Now we should find the distance between origin and \[x-2y+z+11=0\].
We know that the distance between origin and \[ax+by+cz+d=0\] is equal to \[\dfrac{\left| d \right|}{\sqrt{{{a}^{2}}+{{b}^{2}}+{{c}^{2}}}}\].
Now by using this concept, we can find the distance between origin and \[x-2y+z+11=0\].
Let us assume this distance is equal to D.
\[\begin{align}
  & \Rightarrow D=\dfrac{\left| 11 \right|}{\sqrt{{{1}^{2}}+{{2}^{2}}+{{1}^{2}}}} \\
 & \Rightarrow D=\dfrac{11}{\sqrt{6}}....(2) \\
\end{align}\]
From equation (2), it is clear that the distance between origin and \[x-2y+z+11=0\] is equal to \[\dfrac{11}{\sqrt{6}}\].

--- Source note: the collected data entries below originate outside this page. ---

PR #1207, opened 2018-11-10
SArray test_filter_by should not assume filter_by preserves order

nickjong:
Resolves non-deterministic test failures (that happened to pass on Travis)

### DIFF
--- a/src/unity/python/turicreate/test/test_sarray.py
+++ b/src/unity/python/turicreate/test/test_sarray.py
@@ -3168,24 +3168,20 @@ class SArrayTest(unittest.TestCase):
         
         #integer example
         x = SArray([1,2,3,4,5,6,7])
-        self.assertTrue(np.array_equal(x.filter_by([11,7,2,8,4]), SArray([2,4,7])))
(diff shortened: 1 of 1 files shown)


src/unity/python/turicreate/test/test_sarray.py
```diff
@@ -3168,24 +3168,20 @@ def test_filter_by(self):
         
         #integer example
         x = SArray([1,2,3,4,5,6,7])
-        self.assertTrue(np.array_equal(x.filter_by([11,7,2,8,4]), SArray([2,4,7])))
-        self.assertTrue(np.array_equal(x.filter_by([11,7,2,8,4,3], exclude=True), SArray([1,5,6])))
+        self.assertTrue(sorted(x.filter_by([11,7,2,8,4])) == [2,4,7])
```
znation: Now that this uses the == operator, we'll get better test output on failure using `self.assertEqual` instead.

nickjong: Duh, good catch

Thanks!

PR #1208, opened 2018-11-10
Fix object detector export parameters when set to 0

gustavla:
It should be possible to set `confidence_threshold=0.0` and not have it silently fall back to 0.25.


nickjong:
I manually tested the Python tests that depend on this code, and everything looks good there.

PR #1211, opened 2018-11-13
Allow empty plot labels in TC plots

znation:
Previously, empty string in TC plots was treated as a special
placeholder to indicate default value, and null values weren't
supported in plot APIs below Python.

With this change, null now means to omit the label, empty string
is actually empty string, and there is a __TC_DEFAULT_LABEL
placeholder string to indicate that the default should be used.


hoytak:
<Sorry to take so long to get to the review here. > 

I'm not sure why the default label handling needs to get pushed all the way down to the C++ code.  Instead of the special handling of __TURI_DEFAULT_LABEL, which is a bit opaque to the user in python, what if we would do a scheme like 

DEFAULT_LABEL = "$(axis)s" 

Then in the plot function, do:

```
xlabel = xlabel % {"axis" : "x"}  # Or column name, whatever. 
ylabel = ylabel % {"axis" : "y"}
...
```
 Then it'd be handled in python and we wouldn't have to special case values.

znation:
@hoytak The Python API-level defaults still need to be opaque to the user, since they are different at runtime depending on (for instance) the dtype of the SArray(s). Does that change your opinion of whether I should remove the C++ plumbing for the defaults and move it up to Python? I'm not sure there is any user-facing benefit to that now.

PR #1213, opened 2018-11-14
Remove nodejs/npm build dependency

znation:
With this commit, we use a different strategy for modifying and building the UI
assets for Turi Create. Previously, we would invoke npm to install dependencies
and run the build as part of the Turi Create build. However, this introduced a
few problems:

* Different versions of node/npm on developer machines gave different behavior
  and some combinations did not work.
* The out-of-the-box Ubuntu setups are one of the configurations that don't work,
  resulting in a fresh clone of Turi Create failing to compile on a fresh install
  of Ubuntu.
* In Travis CI, the `npm install` or `npm run build` commands tend to fail for
  strange reasons (possibly networking issues, disk issues, or timeouts).
* All developers of Turi Create now need to have node/npm, even though few
  developers are modifying the JS/HTML/CSS code.

With this change, the npm build is skipped as part of the regular Turi Create build,
and instead, the output of the npm build is committed directly to the repository.

For developers who don't modify HTML/CSS/JS, nothing should change.

For developers who do, you will now need to run `npm install` and `npm run build
explicitly on your dev machine whenever modifying `package.json`, and any JS/
HTML/CSS code, respectively. You will then need to commit the output it generates
into the repo, along with any other changes you are making, for those changes
to get picked up by others.


abhishekpratapa:
When we make the wheel though, do we need to do anything different, to make sure the wheel has visualization packaged into it?

znation:
@abhishekpratapa Good question. I don't think so, but I'll verify that before merging this PR.

PR #1229, opened 2018-11-30
11 28 lbfgs update

hoytak:
Updated the LBFGS solver for iterative solving and checkpointing.

    This is one isolatable step on the road to revamping the supervised
    learning process to support checkpointing and incremental updates.
    with this change, the LBFGS solver is implemented as a class with a
    setup and a next_iteration() method on it.  Each time the
    next_iteration method is called, the solver performs one step of
    optimization, returning true on error.

    In addition, three bugs were fixed in the lbfgs solver that will hopefully
    improve optimization performance.  There was an indexing error in how the previous
    gradients were stored resulting in the solver performing something like
    gradient descent until the lbfgs memory was full.  Second, the order in
    which these previous gradients were accumulated was done in the wrong
    order.  Third, the initial step size calculated by more_thuente was
    never actually stored beyond its initial use.

    A compatibility function that performs comparable progress printing to
    the previous implementation is provided until supervised learning adopts
    the new interface.


src/optimization/lbfgs.hpp
```diff
@@ -0,0 +1,171 @@
...
+
+  /** Sets up (or resets) the solver with the initial conditions.  
+   *
+   *
+   */
+  void setup(const DenseVector& init_point,
+             const std::map<std::string, flexible_type>& opts,
+             const std::shared_ptr<smooth_regularizer_interface>& reg = nullptr);
+
+  /** Call this method repeatedly, with each HERE
```
TobyRoseman: I'm not understanding this comment.

src/optimization/lbfgs.hpp
```diff
@@ -0,0 +1,171 @@
...
+// Old version for backwards compatibility with the previous interface.
+// Includes printing.
+solver_return lbfgs_compat(
+    std::shared_ptr<first_order_opt_interface> model,
+    const DenseVector& init_point,
+    const std::map<std::string, flexible_type>& opts,
+    const std::shared_ptr<smooth_regularizer_interface>& reg = nullptr);
+
+
+// TODO: document this.
```
TobyRoseman: might be a good thing to do now

PR #1235, opened 2018-12-05
Fix logger output in debug builds

znation:
Seems that perhaps we were relying on undefined behavior, and the
behavior has changed in newer compilers. (Unclear cause.)

The result is that in debug mode, the expression
`endltype(f) == endltype(std::endl)` always returns false,
even when the modifier passed in is in fact std::endl.
As a result, in debug mode, we never flush the stream.

This fix is to ignore which modifier is being passed in, and
always flush the stream as though it's std::endl. In practice,
it's likely to be endl most of the time, so the performance hit
from flushing more often should not be too bad.

### DIFF
--- a/src/logger/logger.hpp
+++ b/src/logger/logger.hpp
@@ -498,7 +498,9 @@ class file_logger{
       std::stringstream& streambuffer = streambufentry->streambuffer;
       bool& streamactive = streambufentry->streamactive;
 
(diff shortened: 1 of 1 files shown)


znation:
@ylow Thanks, that's a good point. I added a comment explaining why we flush on all stream modifiers now, and added the output of `clang --version`.

PR #1239, opened 2018-12-05
Prototype of a Sparse NN model for pure categorical features

hoytak:
A simple implementation of an extremely efficient brute-force nearest neighbors algorithm meant for single-query nearest neighbors query with Jaccard distance over categorical variables.  

This also is a simple implementation meant to demonstrate the ease of using the extensions to create a minimal model.  A new directory, prototype, is designed for these simple implementations.  

In addition, a few bugs preventing the proper saving and loading of pure extension models were fixed.

### DIFF
--- a/src/unity/python/turicreate/test/test_prototype_models.py
+++ b/src/unity/python/turicreate/test/test_prototype_models.py
@@ -1,0 +1,31 @@
+import turicreate as tc
+import unittest
+import tempfile
+import shutil
+
+class SparseNNTest(unittest.TestCase):
+
+    def test_sparse_nn(self):
+        X = tc.util.generate_random_sframe(100, "ssszzz")
+        Y = X.copy()
+        X = X.add_row_number()
+
+        m = tc.extensions._sparse_nn()
+
+        m.train(X, "id")
+
+        for i, row in enumerate(Y): 
+            res = m.query(Y[i], 1)
+            self.assertEqual(res, {i : 1.0})
+
+        # Save and load
+        model_file = tempfile.gettempdir() + "/sparse_nn.model"
+        m.save(model_file)
+        m2 = tc.load_model(model_file)
+        
+        for i, row in enumerate(Y): 
+            res = m2.query(Y[i], 1)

Hence, option A is correct.

Note: Students may have a misconception that the distance between origin and \[ax+by+cz+d=0\] is equal to \[\dfrac{\left| d \right|}{\sqrt{{{a}^{2}}+{{b}^{2}}+{{c}^{2}}+{{d}^{2}}}}\]. If this misconception is followed, then we cannot get the exact value of D. So, this misconception should be avoided. Otherwise, we cannot get correct answer at any cost.